In this project, you will design, implement, and evaluate a simple Recurrent Neural Network (RNN) from scratch. This will involve building the entire pipeline, from data preprocessing to model training and evaluation.

## Objectives

1. Set up TensorFlow or PyTorch environments. You are free to choose your preferred DL platform.
2. Use GPU for training.
3. Create a data loader and implement data preprocessing where needed.
4. Design a Convolutional Neural Network.
5. Train and evaluate your model. Make sure to clearly show loss and accuracy values. Include visualizations too.
6. Answer assessment questions.

## Dataset

You are free to choose any dataset for this project! Kaggle would be a good source to look for datasets. Below are some examples:
- Daily Minimum Temperatures in Melbourne: This dataset contains the daily minimum temperatures in Melbourne, Australia, from 1981 to 1990.
- Daily Bitcoin Prices: This dataset contains historical daily prices of Bitcoin, which can be used for time series forecasting projects.
- Text8 Dataset: This dataset consists of the first 100 million characters from Wikipedia.
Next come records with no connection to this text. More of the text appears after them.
PR #718, opened 2022-03-16
Run validation before releasing

martyspiewak:

* Updates release workflow to only create releases off tags from commits on main.
* Also only creates release if tag is formatted correctly

## PR Checklist


idoru (approved):
LGTM, thanks!

scothis (changes requested):
Do we never expect to create a release from a release branch? Or back port a bug fix or security patch to a previous release that isn't on main?

emmjohnson (approved):

idoru:
@scothis  As of #717 the release is a separately a triggered action and doesn't run tests which now run for every commit on `main`.

If that's the model going forward, when we have release branches then I imagine we'll also run tests for all commits on those too, and expand this restriction.

cirocosta:
@idoru so you're saying that we could in `validation.yaml` remove

https://github.com/vmware-tanzu/cartographer/blob/fa8800dba24ff1ea01256ae0537ac06670274fb6/.github/workflows/validation.yaml#L15-L20

by something like 

```yaml
name: validation
on:
  push:
```

so we run validation on every commit anywhere, and then drop the check this PR is adding? so that we could, before pushing a tag (from `main` or a release branch), make sure that the validation did take place, everything went well, and we can release from it?

I think keeping the ability to release from a tag regardless of the branch is very important

martyspiewak:
@cirocosta I'd recommend something more like:
```
name: validation
on:
  push:
    branches:
      - main
      - release-*
```
or something to that effect, rather than running validations on every commit to any spike branch we create.

But are you also saying you'd prefer that the check introduced in this PR be removed?

scothis:
>or something to that effect, rather than running validations on every commit to any spike branch we create.

That's what forks are for.

> so we run validation on every commit anywhere

It's not every commit, it's every **push**, just because a commit is on a branch doesn't mean that the workflow will have run for that commit. And certainly doesn't mean that the workflow passed.

If there's one commit I want to makes sure passes all validation it's a tag. Assuming the tagged commit had all the tests pass, I'd still want the release artifacts to undergone the same testing. Two builds of the same source will be very similar, but not identical.

For example, [this is a workflow I've found to work well](https://github.com/vmware-tanzu/cartographer-conventions/actions/runs/1935647268). It builds an artifact once, runs a battery of acceptance tests and then if the run is for a tag, creates a draft release with those artifacts. The released bits are the bits the tests ran against.

.github/workflows/release.yaml
```diff
@@ -17,45 +17,86 @@ name: release
 on:
   push:
     tags:
-      - 'v*'
+      - 'v[0-9]+\.[0-9]+\.[0-9]+(-build\.[0-9]+)?'
 
 jobs:
-  release:
+  check-if-main:
```
idoru: I feel that the `check-if-main` probably isn't necessary now that we're running tests on release again.

idoru (changes requested):

idoru (approved):
LGTM 👍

It's great for text generation or language modeling tasks.
- IMDB Movie Reviews: This dataset contains 50,000 movie reviews for sentiment analysis, split evenly into 25,000 training and 25,000 test sets.
- Jena Climate Dataset: This dataset records various weather attributes (temperature, pressure, humidity, etc.) every 10 minutes, making it ideal for time series analysis.
- Earthquake Aftershocks: This dataset contains seismic data, suitable for predicting aftershocks following major earthquakes.


In [9]:
import pandas as pd
import numpy as np
import re
from tensorflow.keras.preprocessing.text import Tokenizer
from tensorflow.keras.preprocessing.sequence import pad_sequences

# Load your dataset
data = pd.read_csv('IMDB_Dataset.csv')

# Remove HTML tags and URLs from the reviews
data['review'] = data['review'].apply(lambda x: re.sub(r'<.*?>', '', x))
data['review'] = data['review'].apply(lambda x: re.sub(r'http\S+', '', x))

# Convert text to lowercase
data['review'] = data['review'].str.lower()
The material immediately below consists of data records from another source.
PR #727, opened 2022-03-18
Return an error if a stamped resource tries to override the namespace

### LINKED ISSUE #614: Stamped resources should not be allowed to specify a namespace
### Bug description:

When specifying a resource to be stamped using ytt, a user is able to specify a destination namespace.

### Steps to reproduce:

1. Write any template using ytt
2. Specify a namespace for the stamped object `namespace-a`
3. Create a workload in `namespace-b`
4. Notice that the stamped object is indeed placed in `namespace-a`

### Expected behavior:

All stamped objects are placed in the same namespace as the workload.

### Actual behavior:

Stamped objects can be placed in any namespace.

### Additional Context

Stamping using conventional templating works as expected.

emmjohnson:

closes #614 

## Release Note

## PR Checklist


pkg/apis/v1alpha1/cluster_template.go
```diff
@@ -56,6 +58,8 @@ type TemplateSpec struct {
 	// interpolation using the $()$ marker format. For more
 	// information, see: https://cartographer.sh/docs/latest/templating/
 	// You cannot define both Template and Ytt at the same time.
+	// You cannot define the namespace for the resource. The resource will
+	// be created in the owner namespace.
```
martyspiewak: This sounds a bit like we'll ignore the namespace and just create in the owner namespace, rather than fail (which is the behavior this PR is introducing). Is there a way we can make that a bit clearer? i.e. something like:
```
You should not define the namespace for the resource- it will automatically be created in the owner namespace. If the namespace is specified and is not the owner namespace, the resource will fail to be created.
```

martyspiewak (changes requested):
Looks great! Just left a comment about the documentation that seems to be a bit misleading. Let me know what you think.

pkg/apis/v1alpha1/cluster_run_template.go
```diff
@@ -46,6 +46,9 @@ type RunTemplateSpec struct {
 	// the blueprint is applied. Templates support simple value
 	// interpolation using the $()$ marker format. For more
 	// information, see: https://cartographer.sh/docs/latest/templating/
+	// You should not define the namespace for the resource - it will automatically
+	// be created in the owner namespace. If the namespace is specified and is not
+	// the owner namespace, the resource will fail to be created.
```
martyspiewak, line 51: Shoulda mentioned this originally sorry- this part is only true for the YTT section. For the template, validation will stop users from specifying a namespace so the docs should reflect that. i.e. something like what you had before:
```
You cannot define the namespace for the resource. The resource will be created in the owner namespace.
```

pkg/apis/v1alpha1/cluster_template.go
```diff
@@ -47,6 +47,9 @@ type TemplateSpec struct {
 	// interpolation using the $()$ marker format. For more
 	// information, see: https://cartographer.sh/docs/latest/templating/
 	// You cannot define both Template and Ytt at the same time.
+	// You should not define the namespace for the resource - it will automatically
+	// be created in the owner namespace. If the namespace is specified and is not
+	// the owner namespace, the resource will fail to be created.
```
martyspiewak, line 52: Same as above- this is only true fro ytt. For the template, it should be:
```
You cannot define the namespace for the resource. The resource will be created in the owner namespace.
```

martyspiewak (changes requested):

martyspiewak (approved):
Lgtm!

PR #123, opened 2014-06-16
Type hinting generates better error messages when an invalid session is ...

Ashpants:
...supplied

Otherwise if a different object or null is supplied, the Facebook request constructor throws an undefined index on the session object.


soffieswan041:
> ...supplied
> 
> Otherwise if a different object or null is supplied, the Facebook request constructor throws an undefined index on the session object.

soffieswan041:
> Thank you for signing our Contributor License Agreement. We can now accept your code for this (and any) Facebook open source project. Thanks!

PR #314, opened 2014-12-31
Fix auth exceptions

yguedidi:
How we don't see this before???

All current ``FacebookAuthorizationException`` are in fact authentication exceptions!
I also rename ``FacebookPermissionException`` to ``FacebookAuthorizationException`` because security is often authentication and authorization.


SammyK:
:+1: :)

# Remove special characters
data['review'] = data['review'].apply(lambda x: re.sub(r'[^a-zA-Z\s]', '', x))

# Remove duplicates
data.drop_duplicates(inplace=True)

# Tokenization and padding
tokenizer = Tokenizer(num_words=10000)
tokenizer.fit_on_texts(data['review'])
sequences = tokenizer.texts_to_sequences(data['review'])
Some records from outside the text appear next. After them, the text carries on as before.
PR #316, opened 2015-01-06
Prevent generation of logout url with app session.

gfosco:
Using getLogoutUrl with an app session can leak the appSecret.

### DIFF
--- a/src/Facebook/Entities/AccessToken.php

# Define a more practical maximum sequence length if needed
max_len = 280  # You can use this instead of np.max(data['review_length'])

# Pad sequences
padded_sequences = pad_sequences(sequences, maxlen=max_len)

# Prepare labels
labels = data['sentiment'].apply(lambda x: 1 if x == 'positive' else 0).values

print("Data shape:", padded_sequences.shape)
print("Labels shape:", labels.shape)


Data shape: (49580, 280)
Labels shape: (49580,)


In [12]:
import torch
from torch import nn

class SentimentRNN(nn.Module):
    def __init__(self, vocab_size, embedding_dim, hidden_dim, output_dim, n_layers, drop_prob=0.5):
        super(SentimentRNN, self).__init__()
        self.embedding = nn.Embedding(vocab_size, embedding_dim)
        self.lstm = nn.LSTM(embedding_dim, hidden_dim, n_layers, dropout=drop_prob, batch_first=True)
        self.dropout = nn.Dropout(drop_prob)
        self.fc = nn.Linear(hidden_dim, output_dim)
        self.sigmoid = nn.Sigmoid()
        
    def forward(self, x):
        embedded = self.embedding(x)
        lstm_out, _ = self.lstm(embedded)
        lstm_out = lstm_out[:, -1]  # get the last time step
        out = self.dropout(lstm_out)
        out = self.fc(out)
        return self.sigmoid(out)

# Parameters
vocab_size = 10000  # As used in the tokenizer
embedding_dim = 64
hidden_dim = 256
output_dim = 1
n_layers = 2

# Instantiate the model
model = SentimentRNN(vocab_size, embedding_dim, hidden_dim, output_dim, n_layers)
print(model)


SentimentRNN(
  (embedding): Embedding(10000, 64)
  (lstm): LSTM(64, 256, num_layers=2, batch_first=True, dropout=0.5)
  (dropout): Dropout(p=0.5, inplace=False)
  (fc): Linear(in_features=256, out_features=1, bias=True)
  (sigmoid): Sigmoid()
)


In [13]:
# Device configuration
device = torch.device('cuda' if torch.cuda.is_available() else 'cpu')
model = model.to(device)

# Loss and optimizer
criterion = nn.BCELoss()
optimizer = torch.optim.Adam(model.parameters(), lr=0.001)

# Data
from torch.utils.data import DataLoader, TensorDataset

# Convert arrays to tensors
train_data = torch.from_numpy(padded_sequences).type(torch.LongTensor)
train_labels = torch.from_numpy(labels).type(torch.FloatTensor)

# Create Tensor datasets
train_dataset = TensorDataset(train_data, train_labels)

# dataloaders
batch_size = 64
train_loader = DataLoader(train_dataset, shuffle=True, batch_size=batch_size)




In [14]:
# Training loop
epochs = 10
for epoch in range(epochs):
    model.train()
    total_loss = 0
    for inputs, labels in train_loader:
        inputs, labels = inputs.to(device), labels.to(device)
        
        # Forward pass
        optimizer.zero_grad()
        output = model(inputs)
        loss = criterion(output.squeeze(), labels)
        
        # Backward and optimize
        loss.backward()
        optimizer.step()
        
        total_loss += loss.item()
    
    print(f'Epoch {epoch+1}/{epochs}, Loss: {total_loss/len(train_loader)}')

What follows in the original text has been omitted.